At the other extreme, data values and objects are described completely, including even the values of properties are known at compilation time. This is not as silly as it sounds – e.g., Fortran array descriptors have historically materialized the number of dimensions they cover, even though rank will be (nearly) always be a known constant during compilation.

When data are packaged, their containers can be self-describing to some degree. Description records can have tag values or strings. Their fields can have presence flags or identifying tags, and fields need not have fixed offsets or ordering. This flexibility can increase binary compatibility across revisions of the run-time support library, and is convenient for debugging that library.
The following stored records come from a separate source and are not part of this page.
PR #281, opened 2023-02-22
send properties separately from event name in logs

### LINKED ISSUE #239: better handling of analytics properties

yuval-klotho:
When we hook into the log entries, don't send the sanitized fields as json in the event name. Instead, just send the log level for the event name (e.g. "WARN"), and send each sanitized field as a property with a dot-delimited key. For example, a file field would send:

    log.file.extension: .json
    log.file.path: sha256:<snip>

This resolves #239.

### Standard checks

However, it is not free.

Further, the requirements of the representation of dynamic properties of values and objects depend on the execution model: specifically, are the complicated semantics of intrinsic assignment, deallocation, and finalization of allocatables implemented entirely in the support library, in generated code for non-recursive cases, or by means of a combination of the two approaches?

Consider how to implement the following:

TYPE :: LIST
  REAL :: HEAD
  TYPE(LIST), ALLOCATABLE :: REST
END TYPE LIST
TYPE(LIST), ALLOCATABLE :: A, B
...
A = B

Fortran requires that A’s arbitrary-length linked list be deleted and replaced with a “deep copy” of B’s. So either a complicated pair of loops must be generated by the compiler, or a sophisticated run time support library needs to be driven with an expressive representation of type information.

Proposal

We need to write ISO_Fortran_binding.h in any event. It is a header that is published for use in user C code for interoperation with compiled Fortran and the Fortran run time support library.
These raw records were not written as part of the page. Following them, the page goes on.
PR #282, opened 2023-02-23
Fixes fs.js s3 read/write issues introduced by switching clients

### LINKED ISSUE #280: Regression: CloudFS Reads File Contents as a String
When migrating to v3 of the AWS client libraries, a change was introduced to `fs.js.tmpl`'s `s3_readFile` function that reads file content to a string. This leads to content mangling of binary files such as images.

impacting change:
https://github.com/KlothoPlatform/klotho/commit/2f169fdca7cb3d9a438fe2106ef1c14c24636c3c#diff-debb6bee1ab0418147f045ef7e807a5abbd72e2dbb816a003b5fd17fe92faeb1R115

DavidSeptimus-Klotho:
Resolves #280

- Stripped leading slashes in object paths supplied to fs functions to be more consistent with expected fs behavior (as well as the older s3fs-based implementation).
- Changed s3_readFile() to return a Promise<Buffer> by default and only returns a string if the user specifies an encoding. Additionally, an empty body results in a Promise<Void> rather than an empty string.

### Standard checks

- **Backwards compatibility**: Will this break existing apps? If so, what would be the extra work required to keep them working? Slim chance. Potentially breaks apps built with `v0.6.1` that using Cloud FS for JavaScript that intend to use `/` as an actual s3 object prefix or that expect `fs.readFile()` to always return a string.

### DIFF
--- a/pkg/lang/javascript/aws_runtime/_fs.ts
+++ b/pkg/lang/javascript/aws_runtime/_fs.ts
@@ -17,12 +17,14 @@ const targetRegion = process.env['AWS_TARGET_REGION']
 
 const s3Client = new S3Client({ region: targetRegion })
 
-const streamToString = (stream: Readable): Promise<string> =>
-    new Promise((resolve, reject) => {
-        const chunks: Uint8Array[] = []
+const streamToString = async (stream: Readable, encoding: string) =>
+    (await streamToBuffer(stream)).toString(encoding)
+const streamToBuffer = (stream: Readable) =>
+    new Promise<Buffer>((resolve, reject) => {
+        const chunks = []
         stream.on('data', (chunk) => chunks.push(chunk))
         stream.on('error', reject)
-        stream.on('end', () => resolve(Buffer.concat(chunks).toString('utf8')))
+        stream.on('end', () => resolve(Buffer.concat(chunks)))
     })
 
 async function getCallParameters(paramKey, dispatcherMode) {
@@ -36,7 +38,7 @@ async function getCallParameters(paramKey, dispatcherMode) {
 
         let parameters: any = ''
         if (result.Body) {
-            parameters = await streamToString(result.Body as Readable)
+            parameters = await streamToString(result.Body as Readable, 'utf-8')
             console.log(parameters)
         }
         if (parameters != '') {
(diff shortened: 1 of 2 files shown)


pkg/lang/javascript/aws_runtime/fs.js.tmpl
```diff
@@ -88,15 +88,24 @@ async function s3_writeFile(...args) {
...
+            if (args[1]?.encoding) {
+                return await streamToString(data.Body);
+            }
+            return new Promise((resolve, reject) => {
+                const stream = data.Body;
+                const chunks = [];
+                stream.on('data', chunk => chunks.push(chunk))
+                stream.once('end', () => resolve(Buffer.concat(chunks)))
+                stream.once('error', reject)
+            });
```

There is a sole descriptor structure defined in ISO_Fortran_binding.h. It is suitable for characterizing scalars and array sections of intrinsic types. It is essentially a “fat” data pointer that encapsulates a raw data pointer, a type code, rank, elemental byte size, and per-dimension bounds and stride.

Please note that the mandated interoperable descriptor includes the data pointer. This design in the Standard precludes the use of static descriptors that could be associated with dynamic base addresses.
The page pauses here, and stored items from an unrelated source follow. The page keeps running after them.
PR #904, opened 2024-01-29
Increase path_selection coverage to > 10%

gordon-klotho:
```
❯ go test -cover ./pkg/engine2/path_selection
ok      github.com/klothoplatform/klotho/pkg/engine2/path_selection     0.009s  coverage: 13.9% of statements
```

### Standard checks

- **Unit tests**: ✅ 
- **Docs**: n/a

### DIFF
--- a/pkg/engine2/path_selection/candidate_weight_test.go
+++ b/pkg/engine2/path_selection/candidate_weight_test.go
@@ -1,0 +1,159 @@
+package path_selection
+
+import (
+	"testing"
+
+	construct "github.com/klothoplatform/klotho/pkg/construct2"
+	"github.com/klothoplatform/klotho/pkg/construct2/graphtest"
+	"github.com/klothoplatform/klotho/pkg/engine2/enginetesting"
+	knowledgebase "github.com/klothoplatform/klotho/pkg/knowledge_base2"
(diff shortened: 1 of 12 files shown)


pkg/engine2/path_selection/candidate_weight_test.go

The F18 runtime cannot use just the mandated interoperable struct CFI_cdesc_t argument descriptor structure as its all-purpose data descriptor. It has no information about derived type components, overridable type-bound procedure bindings, type parameters, &c.

However, we could extend the standard interoperable argument descriptor. The struct CFI_cdesc_t structure is not of fixed size, but we can efficiently locate the first address after an instance of the standard descriptor and attach our own data record there to hold what we need. There’s at least one unused padding byte in the standard argument descriptor that can be used to hold a flag indicating the presence of the addenda.

The definitions of our additional run time data structures must appear in a header file that is distinct from ISO_Fortran_binding.h, and they should never be used by user applications.

This expanded descriptor structure can serve, at least initially for simplicity, as the sole representation of POINTER variables and components, ALLOCATABLE variables and components, and derived type instances, including length parameter values.

An immediate concern with this concept is the amount of space and initialization time that would be wasted when derived type components needing a descriptor would have to be accompanied by an instance of the general descriptor. (In the linked list example close above, what could be done with a single pointer for the REST component would become at least a four-word dynamic structure.) This concern is amplified when derived type instances are allocated as arrays, since the overhead is per-element.

We can reduce this wastage in two ways. First, when the content of the component’s descriptor is constant at compilation apart from its base address, a static descriptor can be placed in read-only storage and attached to the description of the derived type’s components. Second, we could eventually optimize the storage requirements by omitting all static fields from the dynamic descriptor, and expand the compressed dynamic descriptor during execution when needed.